My mood was now noticeably improved and we continued our exploration of the city. The more I saw of Toledo the more I liked it. To put it simply, Toledo is a beautiful place. It's a shame that so many people see it only as a side trip, a place to spend a few hours, when we found plenty to do for three days.

Toledo

Another pleasant surprise was how inexpensive Toledo was. We had been to Madrid a few times, and Barcelona, and thought them to be pricey, but not so Toledo. We got into the tapas way of eating and in the evenings were filling ourselves with food and drink for less than €25.

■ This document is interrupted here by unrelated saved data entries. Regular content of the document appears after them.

PR #137, opened 2024-02-17
[postgres] Move `KeysToValueList` calls to `scanTableQuery`

nathan-artie:
`KeysToValueList ` is postgres specific where as the rest of the primary key code is database agnostic and can be shared with mysql. Will move it to `lib/rdbms` after this.

### DIFF
--- a/lib/postgres/primary_key/primary_keys.go
+++ b/lib/postgres/primary_key/primary_keys.go
@@ -3,14 +3,6 @@ package primary_key
 import (
 	"fmt"
 	"strings"
-
-	"github.com/artie-labs/transfer/lib/cdc"
-	"github.com/artie-labs/transfer/lib/cdc/util"
-	"github.com/artie-labs/transfer/lib/debezium"
-	"github.com/artie-labs/transfer/lib/typing"
-
-	pgDebezium "github.com/artie-labs/reader/lib/postgres/debezium"
-	"github.com/artie-labs/reader/lib/postgres/schema"
 )
 
 type Keys struct {
@@ -113,38 +105,6 @@ func (k *Keys) Keys() []string {
 	return keysToReturn
 }
 
-// TODO: This function should just fold into the column escape function.
-func (k *Keys) KeysToValueList(columns []schema.Column, end bool) []string {
-	optionalSchema := getOptionalSchema(columns)
-
-	var valuesToReturn []string
-	for _, pk := range k.keys {
-		val := pk.StartingValue
-		if end {
-			val = pk.EndingValue
-		}
-
-		kindDetails := typing.ParseValue(typing.Settings{}, pk.Name, optionalSchema, val)
-		switch kindDetails.Kind {
-		case typing.String.Kind, typing.Struct.Kind, typing.ETime.Kind:
-			valuesToReturn = append(valuesToReturn, fmt.Sprintf(`'%s'`, val))
-		default:
-			valuesToReturn = append(valuesToReturn, val)
-		}
-	}
-
-	return valuesToReturn
-}
-
-func getOptionalSchema(columns []schema.Column) map[string]typing.KindDetails {
-	schemaEvtPayload := &util.SchemaEventPayload{
-		Schema: debezium.Schema{
-			FieldsObject: []debezium.FieldsObject{{
-				Fields:     pgDebezium.ColumnsToFields(columns),
-				Optional:   false,
-				FieldLabel: cdc.After,
-			}},
-		},
-	}
-	return schemaEvtPayload.GetOptionalSchema()
+func (k *Keys) KeysList() []Key {
+	return k.keys
 }
--- a/lib/postgres/scan.go
+++ b/lib/postgres/scan.go
@@ -68,11 +68,9 @@ type scanTableQueryArgs struct {
 	Columns     []schema.Column
 
 	// First where clause
-	FirstWhere   Comparison
-	StartingKeys []string
+	FirstWhere Comparison
 	// Second where clause
 	SecondWhere Comparison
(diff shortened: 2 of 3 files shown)


lib/postgres/scan.go
```diff
@@ -74,8 +74,7 @@ type scanTableQueryArgs struct {
 	SecondWhere Comparison
 	EndingKeys  []string
 
-	OrderBy []string
```
nathan-artie, line 77: `OrderBy` is the same as `PrimaryKeys` so just pass one in.

lib/postgres/scan.go
```diff
@@ -107,23 +107,17 @@ func (s *scanner) scan(errorAttempts int) ([]map[string]interface{}, error) {
...
 	}
 
-	startKeys := s.primaryKeys.KeysToValueList(s.table.Columns, false)
-	endKeys := s.primaryKeys.KeysToValueList(s.table.Columns, true)
-
 	query := scanTableQuery(scanTableQueryArgs{
 		Schema:      s.table.Schema,
 		TableName:   s.table.Name,
-		PrimaryKeys: s.table.PrimaryKeys.Keys(),
+		PrimaryKeys: s.primaryKeys,
```
nathan-artie, line 113: It should be safe to use `s.primaryKeys` for `s.table.PrimaryKeys.Keys()` as they same the same keys, they just differ in values. The values are updated as the scanner scans through the table.

lib/postgres/scan.go
```diff
@@ -64,18 +64,15 @@ func (c Comparison) SQLString() string {
 type scanTableQueryArgs struct {
 	Schema      string
 	TableName   string
-	PrimaryKeys []string
+	PrimaryKeys *primary_key.Keys
 	Columns     []schema.Column
 
 	// First where clause
-	FirstWhere   Comparison
-	StartingKeys []string
```
nathan-artie, line 72: Compute `StartingKeys` and `EndingKeys` inside `scanTableQuery`

lib/postgres/scan.go
```diff
@@ -107,23 +107,17 @@ func (s *scanner) scan(errorAttempts int) ([]map[string]interface{}, error) {
...
 		Columns:     s.table.Columns,
 
-		FirstWhere:   firstWhereClause,
-		StartingKeys: startKeys,
+		FirstWhere: firstWhereClause,
 
 		SecondWhere: secondWhereClause,
-		EndingKeys:  endKeys,
 
-		OrderBy: s.table.PrimaryKeys.Keys(),
```
nathan-artie, line 125: `OrderBy` is the same as `PrimaryKeys`, so no need to pass both in.

lib/postgres/primary_key/primary_keys.go
```diff
@@ -113,38 +105,6 @@ func (k *Keys) Keys() []string {
...
-			valuesToReturn = append(valuesToReturn, fmt.Sprintf(`'%s'`, val))
-		default:
-			valuesToReturn = append(valuesToReturn, val)
-		}
-	}
-
-	return valuesToReturn
-}
-
-func getOptionalSchema(columns []schema.Column) map[string]typing.KindDetails {
```
nathan-artie, line 139: Moved this https://github.com/artie-labs/reader/pull/137/files#diff-eb76bea08e483c31dcfdd81272705c460694b4cc6fb60a396854c96d676dd9adR105 and inlined it.

lib/postgres/primary_key/primary_keys.go
```diff
@@ -113,38 +105,6 @@ func (k *Keys) Keys() []string {
 	return keysToReturn
 }
 
-// TODO: This function should just fold into the column escape function.
-func (k *Keys) KeysToValueList(columns []schema.Column, end bool) []string {
```
nathan-artie, line 117: Moved this https://github.com/artie-labs/reader/pull/137/files#diff-eb76bea08e483c31dcfdd81272705c460694b4cc6fb60a396854c96d676dd9adR116

lib/postgres/scan.go
```diff
@@ -84,18 +86,52 @@ func scanTableQuery(args scanTableQueryArgs) string {
...
+			FieldsObject: []debezium.FieldsObject{{
+				Fields:     pgDebezium.ColumnsToFields(columns),
+				Optional:   false,
+				FieldLabel: cdc.After,
+			}},
+		},
+	}
+	optionalSchema := schemaEvtPayload.GetOptionalSchema()
+
+	var valuesToReturn []string
```
nathan-artie, line 116: The only change here is that we do `for _, pk := range k.KeysList() {` instead of `for _, pk := range k.keys {` because `keys` is private.

lib/postgres/scan.go
```diff
@@ -84,18 +86,52 @@ func scanTableQuery(args scanTableQueryArgs) string {
...
-		strings.Join(QuotedIdentifiers(args.PrimaryKeys), ","), args.SecondWhere.SQLString(), strings.Join(args.EndingKeys, ","),
-		strings.Join(QuotedIdentifiers(args.OrderBy), ","),
+		strings.Join(QuotedIdentifiers(args.PrimaryKeys.Keys()), ","), args.SecondWhere.SQLString(), strings.Join(endingValues, ","),
+		strings.Join(QuotedIdentifiers(args.PrimaryKeys.Keys()), ","),
 		args.Limit,
 	)
 }
 
+func keysToValueList(k *primary_key.Keys, columns []schema.Column, end bool) []string {
+	schemaEvtPayload := &util.SchemaEventPayload{
```
nathan-artie, line 105: Inlined from here to line 114.

Tang8330 (approved):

From Toledo we took the bus back to Madrid then rode the train out to Ávila, famous for the intact medieval wall that surrounds the city. We arrived on the weekend marking the Coronación Nuestra Señora de las Vacas, the coronation of Our Lady of the Cows. In the 13th century, the Virgin appeared in a corral amidst some cows. What this means in the 21st century is that some young men have a lot of fun carrying Nuestra Señora around on their shoulders, accompanied by a loud marching band and everyone else in the town, with lots of loud fireworks and hurrahing.

Nuestra Señora de las Vacas

Like Toledo, Ávila is beautiful. I was completely enchanted by the lovely streets, buildings, and parks. We walked on top of the medieval walls, outside the walls, up and down the length and breadth of the old town, to several sites outside, and out to the Cuatro Postes overlook for the panoramic view.

Terri Snaps Ávila

Also like Toledo, Ávila had plenty of things to do to keep us busy for our three-night stay. Among the usual local museums, churches, and convents, the Palacio de los Superunda was especially impressive. Once the home of the painter Guido Caprotti, it is now an elegantly restored museum exhibiting many of his works as well as two full-length portraits by Joaquín Sorolla.

Welcome to my studio...

Next up, a blog post with words and pictures about part two of our trip, to Salamanca and Segovia.

Tuesday, May 3, 2016

¡Vamos a Castilla!

We've enjoyed getting to know Madrid (first in 2010 and again in 2012) and frequently make connections at the Madrid Barajas airport. We've explored Barcelona. Now it's time to get out and about and see what else is in Spain.

We'll start modestly, as we usually do, and explore one region, Castile. We'll begin in Toledo then move on to Ávila, Salamanca, and Segovia. We've arranged our lodging and know the bus and train options to get from one to the other, but beyond that, we shall see what we shall see.

While you are waiting to see snaps from this trip to Spain, I offer to you my Flickr album of photos and videos from our recent visit to Chicago: Chicago April 2016.

We had a good time in Chicago, as we always do. The highlights this time were the Strandbeest exhibit at the Cultural Center, the Michigan Street drummers, and pizza at Lou Malnati's.

Since then we've had a bit of a rest so now it is time to fly away.